Le directeur du Département général de la circulation de la police de Dubaï, le général de brigade Jumaa Salem Bin Suwaidan, a confirmé que le dépassement sur la bande d'arrêt d'urgence est l'un des comportements routiers imprudents susceptibles d'entraîner de graves accidents, notamment sur les autoroutes et pendant les périodes de fort trafic, soulignant que ce comportement ne constitue pas seulement une violation des réglementations routières, mais témoigne également d'un mépris pour la sécurité de l'ensemble des usagers de la route.

« Ce comportement ne reflète pas seulement une violation des réglementations routières — il témoigne également d'un mépris pour la sécurité des usagers de la route. »

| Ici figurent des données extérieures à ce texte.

PR #9838, opened 2022-01-18
Wrap download recovery

### LINKED ISSUE #9688: Make Meson recover from bad download
**Describe the bug**
When meson encounters an error while downloading a dependency, it might get into inconsistent state with following error:
```
meson.build:147:0: ERROR: Subproject exists but has no meson.build file
```

**To Reproduce**
```meson
# meson.build
project('test', 'c')

executable('main', 'main.c',
  dependencies: [
    subproject('libuv').get_variable('libuv_dep')
  ]
)
```
```c
// main.c
    return 0;
}
```
```ini
# subprojects/libuv.wrap
[wrap-file]
directory = libuv-v1.42.0
source_url = https://dist.libuv.org/dist/v1.42.0/libuv-v1.42.0.tar.gz
source_filename = libuv-v1.42.0.tar.gz
source_hash = 43129625155a8aed796ebe90b8d4c990a73985ec717de2b2d5d3a23cfe4deb72
patch_filename = libuv_1.42.0-1_patch.zip
patch_url = https://bad-wrapdb.mesonbuild.com/v2/libuv_1.42.0-1/get_patch
patch_hash = 891698d781bc68379b799e47bc7e100698f03985b6db5d1ddc4eaa9be42a8f35

[provide]
libuv = libuv_dep
```

`bad-wrapdb` above will simulate a network error (in practice error might be caused by network timeout, temporary DNS resolution issue, etc.).

Now do usual `meson setup build` and you'll get an obvious error.

If you replace `bad-wrapdb` with `wrapdb` to simulate the end of intermittent network issues you'll get:
```
meson.build:3:0: ERROR: Subproject exists but has no meson.build file
```

**Expected behavior**
Meson shoudn't keep subprojects in inconsistent state when such issues happen and thus should be able to recover without requiring user to go and manually remove directories under `subprojects`.

Retries would also be nice to have I think, like 3 attempts with exponential backoff.

**system parameters**
* Plain native build
* Ubuntu 21.04
* Python 3.9.5
* Meson 0.60.2
* Ninja 1.10.2.git.kitware.jobserver-1

eli-schwartz:
- recover from bad downloads by deleting broken contents we just created
- use exponential backoff to try downloading files on error

Fixes #9688

### DIFF
--- a/mesonbuild/wrap/wrap.py
+++ b/mesonbuild/wrap/wrap.py
@@ -26,6 +26,7 @@ import stat
 import subprocess
 import sys
 import configparser
+import time
 import typing as T
 import textwrap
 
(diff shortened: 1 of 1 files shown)


eli-schwartz:
One quick update to make it play better with --fatal-meson-warnings...

nazar-pc (approved):
Makes sense to me and works nicely as well :+1:

PR #9839, opened 2022-01-18
implement 'dist --allow-dirty' flag

### LINKED ISSUE #9824: emit error message and exit if the repo has uncommitted changes
I just wanted to suggest putting this warning at the bottom of the `meson dist` output

>WARNING: Repository has uncommitted changes that will not be included in the dist tarball

I had a bit of trouble because I hadn't read the paragraph in the docs about [how `meson dist` works](https://mesonbuild.com/Creating-releases.html#autotools-dist-vs-meson-dist), and I feel that it's an important warning that could be easily missed (especially by nubs like myself) after it's scrolled away.

andy5995:
closes #9824

### DIFF
--- a/docs/markdown/Creating-releases.md
+++ b/docs/markdown/Creating-releases.md
@@ -60,6 +60,14 @@ for example when done in CI that already does its own testing.
 So with `--no-tests` you can tell Meson "Do not build and test generated
 packages.".
 
+## Use `--allow-dirty` to override error when git repository contains uncommitted changes
+
+*Since 0.62.0* Instead of emitting a warning when a repository contains
+uncommitted changes, Meson will produce an error message notifying the
+user and immediately exit. If `--allow-dirty` is given as an option to
+`meson dist`, a warning will be emitted instead and Meson will proceed
+as usual.
+
 ## Release a subproject separately
 
 *Since 0.57.0* the `meson dist` command can now create a distribution tarball
--- a/mesonbuild/mdist.py
+++ b/mesonbuild/mdist.py
@@ -40,6 +40,8 @@ archive_extension = {'gztar': '.tar.gz',
 def add_arguments(parser):
     parser.add_argument('-C', dest='wd', action=RealPathAction,
                         help='directory to cd into before running')
+    parser.add_argument('--allow-dirty', action='store_true',
+                        help='Allow even when repository contains uncommitted changes.')
     parser.add_argument('--formats', default='xztar',
                         help='Comma separated list of archive types to create. Supports xztar (default), gztar, and zip.')
     parser.add_argument('--include-subprojects', action='store_true',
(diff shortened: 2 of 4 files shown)


docs/markdown/Creating-releases.md
```diff
@@ -60,6 +60,16 @@ for example when done in CI that already does its own testing.
 So with `--no-tests` you can tell Meson "Do not build and test generated
 packages.".
 
+## Use `--allow-dirty` to override error when git repository contains uncommitted changes
+
+*Since 0.61.2* Instead of emitting a warning when a repository contains
```
andy5995, line 65: Obviously this number might need changing depending on the next release and when this PR is merged, but for now I put it there as a placeholder

eli-schwartz: It will always be scheduled for the next major.minor release (a feature release, in this case probably 0.62.0), because we do not backport features into patch-level releases.

docs/markdown/Creating-releases.md
```diff
@@ -60,6 +60,16 @@ for example when done in CI that already does its own testing.
...
 
+## Use `--allow-dirty` to override error when git repository contains uncommitted changes
+
+*Since 0.62.0* Instead of emitting a warning when a repository contains
+uncommitted changes, Meson will produce an error message notifying the
+user and immediately exit. If `--allow-dirty` is given as an option to
+`meson dist`, a warning will be emitted instead and Meson will proceed
+as usual.
+
+...
```
eli-schwartz, line 71: Hmm, what is this doing here?

mesonbuild/mdist.py
```diff
@@ -70,7 +72,18 @@ def copy_git(src, distdir, revision='HEAD', prefix=None, subdir=None):
         t = tarfile.open(fileobj=f) # [ignore encoding]
         t.extractall(path=distdir)
 
-def process_submodules(src, distdir):
+msg_uncommitted_changes = 'Repository has uncommitted changes that will not be included in the dist tarball'
+msg_info_dirty_override = 'Use --allow-dirty to ignore the warning and proceed anyway'
```
eli-schwartz, line 76: The second string is only used once, it should be inlined into the `mlog.error` down below.

The first string used to be duplicated in two places. I have no strong feelings about whether or not to move it into a variable.

eli-schwartz (changes requested):

docs/markdown/Creating-releases.md
eli-schwartz: To clarify: the 3 dots over there seem to not have a purpose.

eli-schwartz (approved):

docs/markdown/Creating-releases.md
```diff
@@ -60,6 +60,14 @@ for example when done in CI that already does its own testing.
 So with `--no-tests` you can tell Meson "Do not build and test generated
 packages.".
 
+## Use `--allow-dirty` to override error when git repository contains uncommitted changes
+
+*Since 0.62.0* Instead of emitting a warning when a repository contains
+uncommitted changes, Meson will produce an error message notifying the
+user and immediately exit. If `--allow-dirty` is given as an option to
```
tristan957, line 67: Should no warning be given in this case if you are explicitly asking Meson to allow this?

andy5995: @tristan957 That's a good point and I can't argue with your logic. xD

I don't have strong feelings either way, I pretty much do whatever Eli tells me to do. :)

PR #9847, opened 2022-01-19
Enable wrapped dependencies to link back to the project's website if one is available.

paulherman:


tools/regenerate_docs.py
```diff
@@ -131,7 +131,8 @@ def generate_wrapdb_table(output_dir: Path) -> None:
             dependency_names_str = ', '.join(dependency_names)
             program_names = info.get('program_names', [])
             program_names_str = ', '.join(program_names)
-            f.write(f'| {name} | {versions_str} | {dependency_names_str} | {program_names_str} |\n')
+            website = info.get('website', '#')
+            f.write(f'| [{name}]({website}) | {versions_str} | {dependency_names_str} | {program_names_str} |\n')
```
mensinda, line 135: Markdown links should only be generated if there is an actual website to link to. Otherwise, dummy links are generated which are visually indistinguishable from *actual* links.

With the current setup, hotdoc also complains about a lot of `Trying to link to non-existing identifier ‘#’`.

eli-schwartz:
This is missing context, such as an explanation or a feature request.

So, to rephrase:

Hi, I'm @paulherman and I feel there is a need that could be fulfilled in the https://github.com/mesonbuild/wrapdb/ project. Currently, wrapdb projects can have a:
- name identifier
- version
- dependency provide

I would like them to also provide:
- a marketing website

Here is a PR that doesn't add a marketing website to wrapdb projects, but it does turn the mesonbuild list of known wraps into hyperlinks pointing to the marketing website (that isn't known).

...

So, there is some discussion that could be had here. First, does https://github.com/mesonbuild/wrapdb/ want to add information about marketing websites? Currently, all the information there is about programmatically interacting with those projects.

If we do want it, we should probably begin by adding that to all wraps.

Do we want it to be required info? If so, this should be checked in `tools/sanity_checks.py`, and third-party consumers can safely assume it exists. If not, why not?

...

And on the topic of meson, rather than the wrapdb, should `meson wrap info` report the marketing url?

paulherman:
Fair enough. Apologies for sending this straight away without starting a discussion! I've done so in https://github.com/mesonbuild/wrapdb/issues/292.

tools/regenerate_docs.py
jpakkane: Regardless if there is no website defined the entry should be empty, otherwise something like `[website](https://url.to.upstream)`.

paulherman: Should be done. Is there any particular place where the JSON schema is documented? I believe it should be mentioned that the "website" field is optional.

xclaesse: @paulherman the json format is loosely defined in wrapdb's README. But again, I think it makes sense to have that info in the .wrap file instead of releases.json, it can be generally useful even outside of wrapdb.

paulherman: That makes sense. I think this PR stands alone since passing this through the .wrap file is in a different repo and I'll do the following:
1. change meson/mesonbuild/wrap/wraptool.py, specifically `info` to parse the website
2. change wrapdb/tools/import-wraps.py to extract the website from the `meson wrap info <name>` command

I think these can also be individual PRs. WDYT @xclaesse?

xclaesse: You don't need to change `wrapdb/tools/import-wraps.py` that's a script that I used for the initial import into wrapdb, it's not used any more. Could delete it actually.

Hmm, actually I did not realize that we don't have the wrap file when generating this doc page. Downloading each wrap file from wrapdb individually is not going to scale... You're probably right that we need that website into releases.json then.

paulherman:
@jpakkane could you please take another look at this? I believe your explicit approval is required since this is my first PR.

— Général de brigade Jumaa Salem Bin Suwaidan, directeur du Département général de la circulation

Le général Bin Suwaidan a précisé que la bande d'arrêt d'urgence est réservée aux situations d'urgence et à l'arrêt sécurisé des véhicules en panne, outre son rôle vital dans la facilitation du déplacement des ambulances, de la défense civile et de la police vers les lieux d'accidents et d'interventions aussi rapidement que possible.

Il a averti que l'utilisation de la bande d'arrêt d'urgence pour dépasser constitue un danger direct pour les conducteurs et les usagers de la route, notamment en présence de véhicules immobilisés en raison de pannes mécaniques ou de personnes se tenant à côté de leur véhicule pour demander de l'aide — ce qui peut provoquer des accidents mortels ou des collisions soudaines résultant de la circulation de véhicules sur une voie non destinée au flux normal.

Il a noté que ce comportement routier nuit à la fluidité du trafic et affecte la rapidité d'intervention des équipes d'urgence et de secours, pouvant retarder leur arrivée sur les lieux d'accidents et dans les situations humanitaires urgentes.

S'agissant des statistiques, le général Bin Suwaidan a indiqué que février a enregistré le plus grand nombre d'infractions pour dépassement sur la bande d'arrêt d'urgence avec 1 638 infractions, suivi de janvier avec 1 379, puis mars avec 676, mai avec 482 et avril avec 329 infractions. La loi fédérale sur la circulation sanctionne cette infraction d'une amende de 1 000 AED et de l'inscription de six points de pénalité sur le permis de conduire.